Outrage at Paris Terrorist Attacks Masks Our Racism
An article in the Australian publication New Matilda gets to the real point about last night’s attacks in Paris – one that no one wants to talk about. What westerners feel right now is a powerful and very selective outrage that identifies with the suffering of people “like us”. We mourn the deaths in Paris while not even noticing those killed in Lebanon a day earlier and almost certainly by the same fanatics that launched the attacks in France.
Lots of westerners like to dismiss such observations as “whataboutery”. It is natural, they say, to care more about people we know and who are similar to us. That knee-jerk reaction may be comforting, but it is precisely the problem.
After all, what drives our selective outrage if not selective compassion? But our selective compassion is what got us into this mess in the first place.
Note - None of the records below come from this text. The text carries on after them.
PR #2078, opened 2024-01-11
IF: Implement proposer policy change

heifner:
- Implement proposer policy change design: https://hackmd.io/@9xzIZ7ZaRwegCHgQW02r3Q/BkQ4Oc4Up
- Producer schedule is changed after `set_proposed_producer` in the next, next producer round.
  - For example: Producer A [ b1, b2, .. b12 ], Producer B [ b1, b2, .. b12 ], Producer X [ b1, b2, .. b12 ]
    - If `set_proposed_producer` is called in trx in any blocks of Producer A [ b1, b2, .. b12], the schedule change happens at Producer X [b1]. 
- public controller `pending_producers()` and `proposed_producers` renamed to `_legacy`.
- Added `next_producers()` for use by external enties.

### DIFF
--- a/libraries/chain/block_header_state.cpp
+++ b/libraries/chain/block_header_state.cpp
@@ -1,13 +1,14 @@
 #include <eosio/chain/block_header_state.hpp>
 #include <eosio/chain/block_header_state_utils.hpp>
 #include <eosio/chain/hotstuff/instant_finality_extension.hpp>
+#include <eosio/chain/hotstuff/proposer_policy.hpp>
 #include <eosio/chain/exceptions.hpp>
 #include <limits>
 
 namespace eosio::chain {
 
 producer_authority block_header_state::get_scheduled_producer(block_timestamp_type t) const {
-   return detail::get_scheduled_producer(proposer_policy->proposer_schedule.producers, t);
+   return detail::get_scheduled_producer(active_proposer_policy->proposer_schedule.producers, t);
 }
 
 #warning Add last_proposed_finalizer_policy_generation to snapshot_block_header_state_v3, see header file TODO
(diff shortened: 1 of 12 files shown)


greg7mdp (approved):

libraries/chain/block_header_state.cpp
```diff
@@ -61,13 +62,29 @@ block_header_state block_header_state::next(block_header_state_input& input) con
...
       .previous          = input.parent_id,
       .transaction_mroot = input.transaction_mroot,
       .action_mroot      = input.action_mroot,
-      //.schedule_version = ?, [greg todo]
-      //.new_producers = ?     [greg todo]
+      .schedule_version  = header.schedule_version
    };
 
+   if(!proposer_policies.empty()) {
+      auto it = proposer_policies.begin();
```
greg7mdp, line 73: Do we want the earliest one?

libraries/chain/block_header_state.cpp
```diff
@@ -61,13 +62,29 @@ block_header_state block_header_state::next(block_header_state_input& input) con
...
+      if (it->first <= input.timestamp) {
+         result.active_proposer_policy = it->second;
+         result.header.schedule_version = header.schedule_version + 1;
+         result.active_proposer_policy->proposer_schedule.version = result.header.schedule_version;
+         result.proposer_policies = { ++it, proposer_policies.end() };
+      } else {
+         result.proposer_policies = proposer_policies;
```
greg7mdp, line 80: should we also have here:
`result.proposer_policy = proposer_policy;`

libraries/chain/block_header_state.cpp
heifner: They are ordered by timestamp. We want the earliest timestamp for our comparison with current (input.timestamp).

libraries/chain/block_header_state.cpp
heifner: I could have swore I had that in there. Yes, we want `result=active_proposer_policy = active_proposer_policy`. I can push a commit with that fix.

heifner: pushed

ericpassmore:
Note:start
group: IF
category: INTERNALS
summary: Implement proposer policy for Faster Finality. Existing proposal policy renamed to reflect they are legacy.
Note: end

As Europeans we have always viewed ourselves as fully human, but seen those in the Middle East and much of the rest of the world as slightly less than human, and not quite as deserving of our sympathy. It is such feelings that allowed Europe to colonise, abuse and exploit brown people.
The historic racism that we Europeans are all too ready now to acknowledge, and that we understand fed western colonialism, is not a thing of the past. It still thrives deep in our souls. Where once we felt the white man’s burden, we now feel his outrage. Both depend on the same arrogance, and the same ascription of lesser human qualities to those we see as different from us.
We are still trying to civilise brown people. We still think we have the right to change them, bend them to our will, improve them by force. We still want to lecture them, condemn them, threaten them, overturn their elections, arm their oppressive leaders, plunder their resources.
And after we have destroyed their societies, we expect to be able to shut our borders to them as they make desperate journeys to find some peace, some safety away from the war zones in Afghanistan, Iraq, Libya, Syria and elsewhere we either created directly or supported with our money and arms.
Our racism has not changed. It is alive and creating new justifications for our selective compassion every day.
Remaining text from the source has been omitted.